在車子裡,程一路才把剛才老百姓上訪的事,給任懷航書記彙報了。任懷航皺了皺眉,問“機械廠的改製不是士達同誌親自抓的嗎?”
程一路說是。任懷航就不做聲了。他摸著頭,仿佛頭上長了什麼似的,好久才說“怎麼搞的?都上訪到會場上來了。像什麼話?”
程一路隻聽著,對於任懷航的這種問話,最好的辦法就是聽而不答。好在他本身問的時候也就不指望你回答。任懷航接著說“一路同誌你處理得很好,要不然就成了政治事件。士達同誌工作做得不紮實啊,不紮實!”
程一路依然不說話。,隻是哼哼地應著。
按照效能建設的要求,中午禁酒。因此中餐也就隻安排了吃飯的菜,雖然是下飯菜,但標準不低。市委辦預算的標準是每人三十元。中午卻隻到了三分之一的人。程一路知道一些人出去找地方喝酒了,特彆是那些鄉村乾部,沒有酒,再好的菜也不上味。還有一些人,可能正好抽這個時間,去走走親戚,畢竟還是正月。人少好,開支就更少,節餘就多,下半年市委辦的福利也好些。
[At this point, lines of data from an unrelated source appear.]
PR #5475, opened 2023-11-20
Fix issue with balance validation on request token deep linking

### LINKED ISSUE #5467: Deeplink does not validate minimum balance requirements
### Expected behavior

1. Check if the requested tokens can be processed from selected account
2. Check if there are other accounts which has balance to fulfil the request
3. Provide users an option to switch to the account which has balance

### Actual behavior

Screenshot 2023-11-18 at 11 10 02 AM

### Steps to reproduce

1. Create a request link for any token `lisk://wallet?modal=send&recipient=lskbgyrx3v76jxowgkgthu9yaf3dr29wqxbtxz8yp&amount=1&token=0100000100000000&recipientChain=01000001`
4. Switch to an account which has less balance than required to process the request

eniolam1000752:
### What was the problem?

This PR resolves #5467

### How was it solved?

- [x] Apply token balance checks on send token form
- [x] Remove token balance checks on overview component
- [x] Fix failing unit tests

### How was it tested?

- Switch to an account without available token balance.
- Navigate to the send modal by applying the search query params `?modal=send` to the current url
- You should be able to see the not available to token modal popup

### DIFF
--- a/src/modules/token/fungible/components/SendForm/SendForm.js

程一路陪著任懷航吃了飯,王士達沒有參加,省建設廳來了幾個人,他要去陪一下。任懷航的精神很好,席間還講了好幾個小笑話。雖然並不十分搞笑,但大家的笑聲卻是熱烈的,也是由衷的。吃完飯,任懷航便回湖海山莊休息了。程一路沒有回去,他徑直到市委。張曉玉打電話過來,告訴他老家的一個親戚來了。程一路問是誰,張曉玉說是你的一個侄兒,我也不認識,不行你回來一下吧?
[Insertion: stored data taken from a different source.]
Issue #5489, opened 2023-11-23
Incomplete special characters in request token message after using deep link


ikem-legend:
### Expected behavior
The same special characters added to a token request should be returned after opening the deep link

### Actual behavior
- Some special characters are skipped after the request token deep link is opened
[Request token deep link bug](https://www.loom.com/share/692ad8d899cc41da96b1c1b1a4900b58?sid=753029d8-bfae-4f88-8bcc-b38a8ad4836d)

- After a deep linking to the send token, the number of bytes left on the message field is always 64bytes. When an onchange event is triggered on the input field, then it starts to compute the bytes left correctly.
![image (5)](https://github.com/LiskHQ/lisk-desktop/assets/32064769/1223593f-3507-4b53-9401-0a9f21539ac8)

### Steps to reproduce
- Open the request token modal
- Click to add message
- Add message with special characters

### Which version(s) does this affect? (Environment, OS, etc...)
All

PR #5491, opened 2023-11-24
Fix crash on edit fee

### LINKED ISSUE #5487: Custom fee edit of more than 8 decimals crashes the app
### Expected behavior
Editing custom transaction fee past 8 decimals shouldn't crash the app and should show a validation error similar to the amount field

### Actual behavior
Editing custom transaction fee past 8 decimals crashes the app

### Steps to reproduce
https://github.com/LiskHQ/lisk-desktop/assets/31376203/8c478fdd-865c-49c9-b984-455d244c4215

All

eniolam1000752:
### What was the problem?

This PR resolves #5487, #5489 and #5493

### How was it solved?

- [x] Add MAX_ACCURACY to validation list on FeeViewer

### How was it tested?
- Navigate to send token form
- Initiate an edit fee action
- input Floating point value whose size is more than 8 (e.g 1.0000000033)
- it should be observed that a max accuracy error should be shown.

### DIFF
--- a/e2e/features/requestToken/RequestToken.feature
+++ b/e2e/features/requestToken/RequestToken.feature
@@ -43,8 +43,8 @@ Feature: Request Token
     Then button with text "Copy link" should be enabled
     And Element 'qrContainer' should not contain class 'disabled'
     Given I click on a button with text "Add message (Optional)"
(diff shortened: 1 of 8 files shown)


ManuGowda (approved):
LGTM

The hover issue is still not 100% resolved, so I moved the issue out of this PR.

What has done now in regards to hover is better than before.

oskarleonard (approved):

PR #5528, opened 2023-12-06
Prevent crash when a transaction is pending in a row

### LINKED ISSUE #5526: Changing self-stake crashes wallet page
Lisk Desktop 3.0.0

I changed my self-stake and it crashed the wallet page. It doesn't come back, even if I switch accounts. Only a restart of Lisk Desktop helps.

Error:
```
TypeError: Cannot read properties of undefined (reading 'timestamp'):

 in h
 in a
 in ForwardRef
 in ForwardRef
 in j
 in withI18nextTranslation(j)
 in withI18nextTranslation(j)
 in A
 in u
 in D
 in div
 in BoxContent
 in div
 in Box
 in O
 in div
 in BoxContent
 in div
 in Box
 in section
 in E
 in T
 in t
 in ErrorBoundary
 in withI18nextTranslation(ErrorBoundary)
 in main
 in j
 in t
 in div
 in j
 in withRouter(j)
 in b
 in section
 in main
 in section
 in a
 in div
 in Unknown
 in Connect(Component)
 in I
 in D
 in Q
 in withRouter(Q)
 in E
 in t
 in t
 in O
 in t
 in u
 in Unknown
```

image

oskarleonard:
### What was the problem?

This PR resolves #5526 

### How was it solved?

Check if a transaction is pending before trying to access its block. If it is pending the `block` object is undefined.

### How was it tested?
Doesnt always happen, need to make a transaction pending and keep it pending. Currently testnet has such a transaction so the above how to test works while it is still pending. 

1. Go to /transactions page.
2. Expected Not crash: Height and Date (which comes from `block` object) should display a pending symbo, check first row.
image

### DIFF
--- a/src/modules/transaction/__fixtures__/mockTransactions.js
+++ b/src/modules/transaction/__fixtures__/mockTransactions.js
@@ -33,7 +33,7 @@ const transaction = (index) => ({
     isFinal: true,
   },
   confirmations: 22 + index,
-  executionStatus: 'pending',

不回去了,你讓他到這兒來找我,程一路說,中午葉開也回去休息了,何況在家,也打擾張曉玉休息。
程一路的老家在湖西縣,就是現在錢昊管的那個縣。湖西是個革命老區,戰爭年代這裡曾經為革命奉獻了十萬英雄兒女,其中有七萬犧牲在戰場上。建國後,這裡一共出了一百一十個將軍,是個有名的將軍縣。程一路的父親當年也參加了革命,不過他後來轉到了地方上,因為他有文化,讀過私塾,當時地方上奇缺人才。程一路的父親到地方後,當過區長,當過副縣長,再後來,就走下坡路,一直到平反。平反時,他已經到了離休年齡,就退下來了。早在五十年代,因為程一路的母親是南州人,父親就把家安在了南州,自己兩頭跑。老家湖西,對於程一路隻是一個概念,隻是在填寫祖籍一欄時所要填寫的一個名稱。
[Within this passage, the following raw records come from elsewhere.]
PR #5535, opened 2023-12-07
Improve user experience when blockchain client or service is indexing

### LINKED ISSUE #5524: Improve user experience when blockchain client or service is indexing
### Description

Currently, we show a toaster to let users know that blockchain client is syncing or service is indexing.
However from user experience point of view this is not very good, as the basic users might not get to know why the wallet is not functioning.

### Motivation

- Provide a clear guidance or information to end users when blockchain client or service is indexing
- Since blockchain information is not up to date the users should not use the functionality until its fully index and synced up
- Users should be guided for next steps

### Additional information

Current approach
Indexin status

eniolam1000752:
### What was the problem?

This PR resolves #5524

### How was it solved?

- [x] Introduce page loader when service is indexing
- [x] Add unit tests

### How was it tested?
- Ensure you run a local instance of core and service
- Restart both instance of core and service while you ensure the app is opened and it network is switched to the local network.
- When service and core is up and running you should see the indexing loading status show up and update as the progress proceeds.


src/modules/common/components/pageLoader/PageLoader.js
```diff
@@ -15,6 +15,11 @@ function PageLoader() {
           ))}
         </div>
       </figure>
+      {progress && (
+        <div>
+          Loading <span>{progress}%</span>
```
priojeetpriyom, line 20: Not my forte but just sharing an feedback from users perspective.

It is a bit confusing as an user what the progress percentage refers to, is it the app getting it's views ready, or waiting for some meta information from server, or the server is getting ready to serve the app.  It could be more clear if we mention something which points to the fact that blockchain indexing is in progress. Ex: `Indexing Blockchain. 50% Done..`

priojeetpriyom (dismissed):
The progress detection logic seems good to me. 👍

src/modules/common/components/pageLoader/PageLoader.js
eniolam1000752: @ManuGowda @Ade-kola what's your thought on this.

src/modules/common/components/pageLoader/PageLoader.js
```diff
@@ -15,6 +15,11 @@ function PageLoader() {
           ))}
         </div>
       </figure>
+      {progress && (
```
oskarleonard: Probably need some check for 0 here as well? Get strange layout when 0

父親在世時,每年至少要回一趟湖西,程一路在家時就陪著他,他是家中最小的兒子,也是父親最寵的兒子。在部隊時,父親每個月都要給他寫一封信,回地方後,父親給他八個字“誠實做人,老實做官”。雖然都是“實”,但意義不同。做人關鍵是信用,是名節;做官關鍵是老實,不能耍小聰明。父親去世後,遵照他的遺願,葬在湖西老家的祖墳山上。這樣,程一路每年也必得去上一兩次,清明和冬至。母親早在父親去世之前就走了。老家湖西的本家卻並不因為老人家的去世而斷了來往,特彆是程一路當了市委領導後,來得更多些了。有的是為這樣那樣的小事,有的隻是來看看,帶上一點土特產,吃餐飯就走。有時甚至連飯都不吃。程一路說不上對這些本家有多少感情,但是,有什麼事要找,他還是儘力地給辦。其實都是小事,打個招呼就能辦到。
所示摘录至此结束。